Two distinct experimental protocols were present in the data. The primary difference between them lay in the number of incubation time points: one protocol involved 5 time points while the other featured just 1. Consequently, a separate model was developed for each protocol, given that the analysis of the data varied significantly, particularly with the former protocol requiring the incorporation of kinetic data.

For experiments following the 1-time-point protocol, a total of 2,570 metabolite peaks were examined, with 1,703 determined as false positives (66.26%). The primary objective of these experiments was the identification of gluthatione conjugates, formed by appending a gluthatione moiety to a parent molecule.
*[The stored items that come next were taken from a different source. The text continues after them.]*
PR #87, opened 2020-05-04
Added static and dynamic validations for tempate parameters

anuragc617:


src/configure/clients/azure/armRestClient.ts
```diff
@@ -10,7 +10,7 @@ export class ArmRestClient {
         this.restClient = new RestClient(azureSession.credentials);
     }
 
-    public fetchArmData(endPointUri: string, httpMethod: string, body?: string) {
+    public fetchArmData(endPointUri: string, httpMethod: string, body?: any) {
```
bishal-pdMSFT, line 13: why this change?

src/configure/configure.ts
```diff
@@ -446,7 +446,7 @@ class Orchestrator {
             repoAnalysisResult = await repoAnalysisHelper.getRepositoryAnalysis(this.inputs.sourceRepository, this.inputs.pipelineConfiguration.workingDirectory.split('\\').join('/'));
         }
 
-        extensionVariables.templateServiceEnabled = false;
+        extensionVariables.templateServiceEnabled = true;
```
bishal-pdMSFT, line 449: please turn it off

src/configure/configure.ts
```diff
@@ -513,7 +513,7 @@ class Orchestrator {
         }
 
         if (extensionVariables.templateServiceEnabled) {
-            telemetryHelper.setTelemetry(TelemetryKeys.ChosenTemplate, this.inputs.pipelineConfiguration.templateInfo.label);
+            telemetryHelper.setTelemetry(TelemetryKeys.ChosenTemplate, this.inputs.pipelineConfiguration.templateInfo.templateDescription);
```
bishal-pdMSFT, line 516: this might cause an issue if we want to look at both current and historical data. the format is changing.
Should we rather log `<label>:<targetKind>` ?

src/configure/model/templateModels.ts
```diff
@@ -17,10 +17,10 @@ export interface PipelineTemplate {
 
 export interface PipelineTemplateMetadata {
     templateId: string;
-    label: string;
+    templateDescription: string;
```
bishal-pdMSFT, line 20: Okay I see you have renamed this. But while logging telemetry, I still think you should append target kind if it exists

bishal-pdMSFT, line 20: just `description`

src/configure/templateInputHelper/InputControl.ts
```diff
@@ -62,21 +73,31 @@ export class InputControl {
...
             var dependentInputs = this._getDataSourceInputs();
             if (this.controlType === ControlType.None || this.controlType === ControlType.InputBox) {
-                this.value = await this.dataSource.evaluateDataSources(dependentInputs, azureSession);
+                this.value = await this.dataSource.evaluateDataSources(dependentInputs, this.azureSession);
             }
             else if (this.controlType === ControlType.QuickPick) {
-                let selectedValue = await this.dataSource.evaluateDataSources(dependentInputs, azureSession)
-                    .then((listItems: Array<{ label: string, data: any, group?: string }>) => {
-                        return this.showQuickPick(this.getInputControlId(), listItems, { placeHolder: this.inputDescriptor.name });
+                let listItems: Array<QuickPickItemWithData> = await vscode.window.withProgress(
```
bishal-pdMSFT, line 86: Nice

bishal-pdMSFT, line 86: Nit: Should the return type be QuickPickItemWithData or something more generic?

src/configure/templateInputHelper/InputControl.ts
```diff
@@ -62,21 +73,31 @@ export class InputControl {
...
+                    { location: vscode.ProgressLocation.Notification, title: utils.format(Messages.fetchingInputMessage, this.inputDescriptor.name) },
```
bishal-pdMSFT, line 87: question: what other location is possible?

src/configure/templateInputHelper/InputControl.ts
```diff
@@ -62,21 +73,31 @@ export class InputControl {
...
-    public async setInputControlValue(azureSession: AzureSession): Promise<any> {
+    public async setInputControlValue(): Promise<any> {
         if (!this.isVisible()) {
             return;
         }
         if (!!this.dataSource) {
             var dependentInputs = this._getDataSourceInputs();
             if (this.controlType === ControlType.None || this.controlType === ControlType.InputBox) {
-                this.value = await this.dataSource.evaluateDataSources(dependentInputs, azureSession);
+                this.value = await this.dataSource.evaluateDataSources(dependentInputs, this.azureSession);
```
bishal-pdMSFT, line 83: Won't we need to trigger dynamic/static validation for input box?

bishal-pdMSFT: ahh okay we are only getting the value here

src/configure/templateInputHelper/InputControl.ts
```diff
@@ -95,10 +116,9 @@ export class InputControl {
             }
             else if (this.controlType === ControlType.InputBox) {
                 this.value = await this.showInputBox(this.getInputControlId(), {
+                    value: this.value,
```
bishal-pdMSFT, line 119: why is this change required?

src/configure/templateInputHelper/InputControlProvider.ts
```diff
@@ -1,58 +1,62 @@
...
 import { VisibilityHelper } from "./utilities/VisibilityHelper";
 
 export class InputControlProvider {
     private _pipelineTemplate: ExtendedPipelineTemplate;
     private _inputControlsMap: Map<string, InputControl>;
+    private azureSession: AzureSession;
+    private _context: StringMap<any>;
 
-    constructor(pipelineTemplate: ExtendedPipelineTemplate, context: { [key: string]: any }) {
+    constructor(azureSession: AzureSession, pipelineTemplate: ExtendedPipelineTemplate, context: { [key: string]: any }) {
```
bishal-pdMSFT, line 16: use StringMap here as well?

src/configure/templateInputHelper/InputControlProvider.ts
```diff
@@ -1,58 +1,62 @@
...
+        this._createControls();
     }
 
-    public async getAllPipelineTemplateInputs(azureSession: AzureSession, resourceNode?: GenericResource) {
+    public async getAllPipelineTemplateInputs() {
         let parameters: { [key: string]: any } = {};
         for (let inputControl of this._inputControlsMap.values()) {
-            if (inputControl.getPropertyValue('deployTarget') === "true" && !!resourceNode) {
-                inputControl.setValue(resourceNode.id);
+            if (inputControl.getPropertyValue('deployTarget') === "true" && !!this._context["resourceId"]) {
```
bishal-pdMSFT, line 27: using an index into a map can lead to very cryptic error messages like `element not found`. you can define a function like `getItem(key: string)` which will return a value or will throw a friendly error message

bishal-pdMSFT, line 27: If I am not wrong, dependency on this property `deployTarget` is subject to change based on how we want to surface this information in template. right?

src/configure/templateInputHelper/InputControlProvider.ts
```diff
@@ -81,6 +86,42 @@ export class InputControlProvider {
...
+                    var validationDataSource = DataSourceUtility.getDataSourceById(this._pipelineTemplate.dataSources, validation.dataSourceId);
+                    if (validationDataSource) {
+                        dataSourceToInputsMap.set(validationDataSource, []);
+
+                        let dynamicValidationRequiredInputIds = DataSourceUtility.getDependentInputIdList(validationDataSource.endpointUrlStem);
+                        dynamicValidationRequiredInputIds = dynamicValidationRequiredInputIds.concat(DataSourceUtility.getDependentInputIdList(validationDataSource.requestBody));
+                        dynamicValidationRequiredInputIds = dynamicValidationRequiredInputIds.concat(DataSourceUtility.getDependentInputIdList(validationDataSource.resultTemplate));
+                        dynamicValidationRequiredInputIds = dynamicValidationRequiredInputIds.concat(DataSourceUtility.getDependentInputIdList(validationDataSource.resultSelector));
+
+                        dynamicValidationRequiredInputIds = Array.from(new Set(dynamicValidationRequiredInputIds));
```
bishal-pdMSFT, line 106: why do we need this Array.from ?

src/configure/templateInputHelper/InputControlProvider.ts
```diff
@@ -81,6 +86,42 @@ export class InputControlProvider {
...
+                        dynamicValidationRequiredInputIds.forEach((dynamicValidationRequiredInputId) => {
+                            var dependentInput = this._inputControlsMap.get(dynamicValidationRequiredInputId);
+                            if (dependentInput && dynamicValidationRequiredInputId !== inputDes.id) {
+                                dataSourceToInputsMap.get(validationDataSource).push(dependentInput);
+                            } else {
+                                //.logError("Dependent input {0} specified for input {1} is not present in pipeline template {2}".format(dynamicValidationRequiredInputId, inputDes.id, this._pipelineTemplate.id));
```
bishal-pdMSFT, line 112: we can log trace for this

src/configure/templateInputHelper/InputControlProvider.ts
```diff
@@ -81,6 +86,42 @@ export class InputControlProvider {
...
+                            }
+                        });
+                    } else {
+                        //PipelineTemplateErrorLogger.logError("validation data source {0} specified for input {1} is not present in pipeline template {2}".format(validation.dataSourceId, inputDes.id, this._pipelineTemplate.id));
```
bishal-pdMSFT, line 116: we can log trace for this

bishal-pdMSFT: actually we should log only if `dependentInput` is null.

bishal-pdMSFT, line 116: it would be good to trace these errors, as they help in figuring out if there are some issues in our templates

src/configure/helper/mustacheHelper.ts
```diff
@@ -95,6 +95,25 @@ export class MustacheHelper {
                     }
 
                     return "";
+                };
+            },
+            "equals": function () {
+                return function (text: string, render: any) {
```
kanika1894, line 101: As we discussed, I have already implemented equals in my rightClickScenario PR

src/configure/configure.ts
kanika1894: This seems to be pretty old code as ``` pipelineConfiguration.templateInfo ``` doesn't exist anymore.

src/configure/templateInputHelper/InputControlProvider.ts
kanika1894: Yes, this part is changed as now we'll be using the concept of override in properties. This was initially done to handle right click scenario.

src/configure/clients/github/TemplateServiceClient.ts
```diff
@@ -20,7 +19,7 @@ export class TemplateServiceClient {
             body);
     }
 
-    public async getTemplateParameters(templateId: string): Promise<ExtendedPipelineTemplate> {
+    public async getTemplateParameters(templateId: string): Promise<any> {
```
kanika1894, line 22: Ideally we should have a fix return type, right? so, any specific reason for this change?

src/configure/templateInputHelper/InputControl.ts
```diff
@@ -123,6 +173,92 @@ export class InputControl {
...
+                    validationResult = validationResult.concat(result);
+                }
+            }
+        }
+        return validationResult;
+    }
+
+    private async evaluateDynamicValidation(validation: InputDynamicValidation, value: string): Promise<string> {
+        var requiredDataSource: DataSource = null;
+        this.validationDataSourceToInputsMap.forEach((descriptorsArray, dataSource) => { if (dataSource.id === validation.dataSourceId) { requiredDataSource = dataSource; } });
```
bishal-pdMSFT, line 211: add types for descriptorsArray and dataSource

bishal-pdMSFT, line 211: please format the code

bishal-pdMSFT: in multiple lines

bishal-pdMSFT, line 211: Shouldn't the order of arguments be reversed - (dataSource, descriptorsArray) as datasource is key here?

src/configure/templateInputHelper/InputControl.ts
```diff
@@ -110,11 +130,41 @@ export class InputControl {
...
         if (!!properties) {
             value = properties[propertyName];
-            if( !!value && !!inputs ) { return MustacheHelper.render(value, { inputs: inputs }); }
+            if (!!value && !!inputs) { return MustacheHelper.render(value, { inputs: inputs }); }
         }
         return value;
     }
 
+    public setValidationDataSources(dataSourceToInputsMap: Map<DataSource, InputControl[]>) {
+        this.validationDataSourceToInputsMap = dataSourceToInputsMap;
```
bishal-pdMSFT, line 139: Do we really need this map? What purpose does it serve? Should we just a list of <DataSource> as dynamic validations for an input are already stored in `this.inputDescriptor.dynamicValidations`

src/configure/templateInputHelper/InputControl.ts
```diff
@@ -110,11 +130,41 @@ export class InputControl {
...
+    }
+
+    public async triggerControlValueValidations(value: string): Promise<string> {
+        this._tempValue = value;
```
bishal-pdMSFT, line 143: temp is an ambiguous word. If I understand correctly it is the value which has been selected by user, has not yet been validated. If so, should we call it _valuePendingValidation  or something similar?

src/configure/templateInputHelper/utilities/DataSourceUtility.ts
```diff
@@ -39,7 +40,7 @@ export class DataSourceUtility {
         var httpMethod = dataSource.httpMethod || "GET";
         var requestBody = !!dataSource.requestBody ? MustacheHelper.render(dataSource.requestBody, view) : null;
         let amrClient = new ArmRestClient(azureSession);
-        return amrClient.fetchArmData(armUri, httpMethod, requestBody)
+        return amrClient.fetchArmData(armUri, httpMethod, JSON.parse(requestBody))
```
bishal-pdMSFT, line 43: why parse?

src/configure/clients/github/TemplateServiceClient.ts
bishal-pdMSFT: +1

anuragc617: While testing with default inputs I changed it, forgot to change back.

src/configure/configure.ts
anuragc617: done

src/configure/configure.ts
anuragc617: yes it doesn't exist, this branch was not updated after your changes.

src/configure/templateInputHelper/InputControl.ts
anuragc617: yes, changed it.

src/configure/templateInputHelper/InputControl.ts
anuragc617: Done

anuragc617: done

anuragc617: foreach in typescript has reverse order for Map -> (value, key)

src/configure/templateInputHelper/InputControlProvider.ts
anuragc617: because dynamicValidationRequiredInputIds is of Array type.

src/configure/templateInputHelper/utilities/DataSourceUtility.ts
anuragc617: MustacheHelper.render returns string, and the RestClient that we use for making API calls does stringify of body. If JSON object is not passed then it will become invalid string enclosed in two double quotes after stringify.

src/configure/templateInputHelper/InputControl.ts
anuragc617: this.inputDescriptor.dynamicValidations contains only dynamicValidations source Id, this is map of datasource  and required inputControls to evaluate the dynamic validation dataSource  which is set by InputControlProvider.

src/configure/templateInputHelper/InputControl.ts
anuragc617: thanks

src/configure/helper/mustacheHelper.ts
anuragc617: Needed to evaluate some dynamic validation conditions, removed it from my PR.

src/configure/templateInputHelper/InputControlProvider.ts
anuragc617: in typescript it return undefined.

src/configure/templateInputHelper/InputControl.ts
bishal-pdMSFT: What if the value returned by datasource is invalid? 
We should still run validation and if validation fails then show the input to user. What do you think? Otherwise user will get an error and they will not even know hot fix it.

src/configure/templateInputHelper/InputControlProvider.ts
bishal-pdMSFT: But `dynamicValidationRequiredInputIds` is also an array. No?

src/configure/templateInputHelper/InputControlProvider.ts
bishal-pdMSFT: I don't see any trace statement here

src/configure/templateInputHelper/InputControl.ts
bishal-pdMSFT: Got it.

src/configure/templateInputHelper/InputControlProvider.ts
anuragc617: here first a 'Set' is created to get only 'unique values' and then it is converted back to Array.

src/configure/templateInputHelper/InputControlProvider.ts
anuragc617: you looked at older commit, trace statement is there.

src/configure/templateInputHelper/InputControl.ts
anuragc617: yes that's right, but user may not know the correct value for it. But he should have the option to fix the value. Added it.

Data for testing was constructed by splitting experiments, resulting in 431 metabolites, of which 287 were false positives (66.60%). The best-performing model achieved a recall of 93.73% and a precision of 89.67% on the test set.
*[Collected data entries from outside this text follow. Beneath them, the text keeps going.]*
PR #93, opened 2020-05-19
Adding telemetry for new flow

kanika1894:


src/configure/configure.ts
```diff
@@ -453,44 +455,46 @@ class Orchestrator {
...
-                pipelineLabels.map((pipeline) => { return { label: pipeline }; }),
-                { placeHolder: Messages.selectPipelineTemplate },
-                TelemetryKeys.PipelineTempateListCount);
-            //only label gets finalized, template isn't final yet
-            this.inputs.potentialTemplates = pipelineMap.get(selectedOption.label);
-        }
-        else {
-            this.inputs.potentialTemplates = pipelineMap.get(pipelineLabels[0]);
-        }
+        await telemetryHelper.executeFunctionWithTimeTelemetry(async () => {
```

Experiments adhering to the 5-time-point protocol involved a total of 1,543 metabolite peaks, with 1,068 identified as false positives (69.22%). The primary focus of these experiments was soft spot identification. Test data was generated by experiment splits, yielding 419 metabolites, of which 287 were false positives (68.50%). The top-performing model attained a recall of 97.56% and a precision of 93.33% on the test set.

Beyond evaluating the predictive performance of the models, the SHapley Additive exPlanations (SHAP) method was employed to analyze feature importances. The most significant features for each prediction were extracted and aggregated by category or source. This facilitated a clear understanding of the main reasons behind predictions, which were empirically verified to be accurate in most cases. Consequently, this method could serve as a guiding tool to aid experts in the manual inspection of metabolite identification results, as well as in reassessing and rectifying previous manual annotations.